WHAT YOU ARE ASKED TO DO
Where a line of the entries holds the string "solution", copy that line.

DATA RECORDS Block Start

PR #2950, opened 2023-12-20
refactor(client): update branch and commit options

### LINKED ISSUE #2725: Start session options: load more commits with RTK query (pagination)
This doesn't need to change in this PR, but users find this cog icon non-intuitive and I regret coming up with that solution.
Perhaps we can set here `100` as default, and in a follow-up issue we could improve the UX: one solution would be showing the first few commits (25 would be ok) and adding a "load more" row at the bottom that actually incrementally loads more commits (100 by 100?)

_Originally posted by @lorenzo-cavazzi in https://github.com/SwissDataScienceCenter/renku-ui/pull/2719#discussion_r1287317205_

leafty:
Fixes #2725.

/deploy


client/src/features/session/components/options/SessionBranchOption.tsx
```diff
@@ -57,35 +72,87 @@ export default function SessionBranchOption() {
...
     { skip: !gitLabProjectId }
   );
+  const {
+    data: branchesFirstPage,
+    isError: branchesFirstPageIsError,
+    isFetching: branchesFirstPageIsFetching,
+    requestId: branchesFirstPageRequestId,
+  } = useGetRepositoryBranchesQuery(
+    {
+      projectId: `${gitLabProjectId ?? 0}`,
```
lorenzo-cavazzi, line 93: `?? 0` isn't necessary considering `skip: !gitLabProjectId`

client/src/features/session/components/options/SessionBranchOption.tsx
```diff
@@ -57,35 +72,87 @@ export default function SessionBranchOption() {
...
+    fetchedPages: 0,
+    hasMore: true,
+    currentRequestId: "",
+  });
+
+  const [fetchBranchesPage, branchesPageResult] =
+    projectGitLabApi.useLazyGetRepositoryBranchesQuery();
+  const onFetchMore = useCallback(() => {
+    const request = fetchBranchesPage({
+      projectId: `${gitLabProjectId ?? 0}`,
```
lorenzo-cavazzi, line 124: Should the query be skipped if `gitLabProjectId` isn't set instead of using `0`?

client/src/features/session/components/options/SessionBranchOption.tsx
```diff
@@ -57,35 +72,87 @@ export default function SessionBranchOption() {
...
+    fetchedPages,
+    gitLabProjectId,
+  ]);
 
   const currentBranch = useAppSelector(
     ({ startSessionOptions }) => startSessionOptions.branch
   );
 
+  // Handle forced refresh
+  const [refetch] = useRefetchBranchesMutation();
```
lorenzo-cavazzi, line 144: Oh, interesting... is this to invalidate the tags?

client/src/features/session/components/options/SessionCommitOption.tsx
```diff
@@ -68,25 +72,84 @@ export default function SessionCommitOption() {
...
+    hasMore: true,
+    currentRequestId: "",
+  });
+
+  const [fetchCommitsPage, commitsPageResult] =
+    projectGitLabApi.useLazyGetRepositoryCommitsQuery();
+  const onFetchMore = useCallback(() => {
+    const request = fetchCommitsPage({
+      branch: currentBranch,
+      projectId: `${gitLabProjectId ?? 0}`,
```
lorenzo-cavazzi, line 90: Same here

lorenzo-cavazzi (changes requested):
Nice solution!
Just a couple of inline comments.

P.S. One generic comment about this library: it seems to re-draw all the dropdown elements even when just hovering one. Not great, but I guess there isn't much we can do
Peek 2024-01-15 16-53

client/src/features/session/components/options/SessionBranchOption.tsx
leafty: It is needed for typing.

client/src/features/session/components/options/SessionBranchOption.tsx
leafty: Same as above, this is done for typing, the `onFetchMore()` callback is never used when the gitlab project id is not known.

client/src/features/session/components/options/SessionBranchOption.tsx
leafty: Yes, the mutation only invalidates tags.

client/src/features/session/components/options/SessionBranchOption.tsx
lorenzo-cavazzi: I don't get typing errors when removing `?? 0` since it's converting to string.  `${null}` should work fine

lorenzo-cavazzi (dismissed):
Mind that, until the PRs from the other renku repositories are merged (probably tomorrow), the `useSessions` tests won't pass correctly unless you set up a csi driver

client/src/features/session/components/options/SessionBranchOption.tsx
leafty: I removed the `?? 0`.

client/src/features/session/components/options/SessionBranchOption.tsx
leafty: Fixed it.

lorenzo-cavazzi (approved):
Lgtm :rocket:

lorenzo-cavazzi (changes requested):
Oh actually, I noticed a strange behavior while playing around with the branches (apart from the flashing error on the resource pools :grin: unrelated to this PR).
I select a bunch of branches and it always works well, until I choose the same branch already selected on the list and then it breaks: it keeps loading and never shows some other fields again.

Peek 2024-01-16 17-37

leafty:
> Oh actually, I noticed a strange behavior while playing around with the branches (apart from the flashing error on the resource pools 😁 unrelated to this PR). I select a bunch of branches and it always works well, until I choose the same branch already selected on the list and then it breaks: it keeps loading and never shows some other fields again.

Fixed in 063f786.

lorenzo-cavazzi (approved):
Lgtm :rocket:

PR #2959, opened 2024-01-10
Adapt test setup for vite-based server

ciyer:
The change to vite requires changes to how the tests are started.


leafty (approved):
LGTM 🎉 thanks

DATA RECORDS Block End

ANSWER FOR THE TASK
This doesn't need to change in this PR, but users find this cog icon non-intuitive and I regret coming up with that solution.
Perhaps we can set here `100` as default, and in a follow-up issue we could improve the UX: one solution would be showing the first few commits (25 would be ok) and adding a "load more" row at the bottom that actually incrementally loads more commits (100 by 100?)
Nice solution!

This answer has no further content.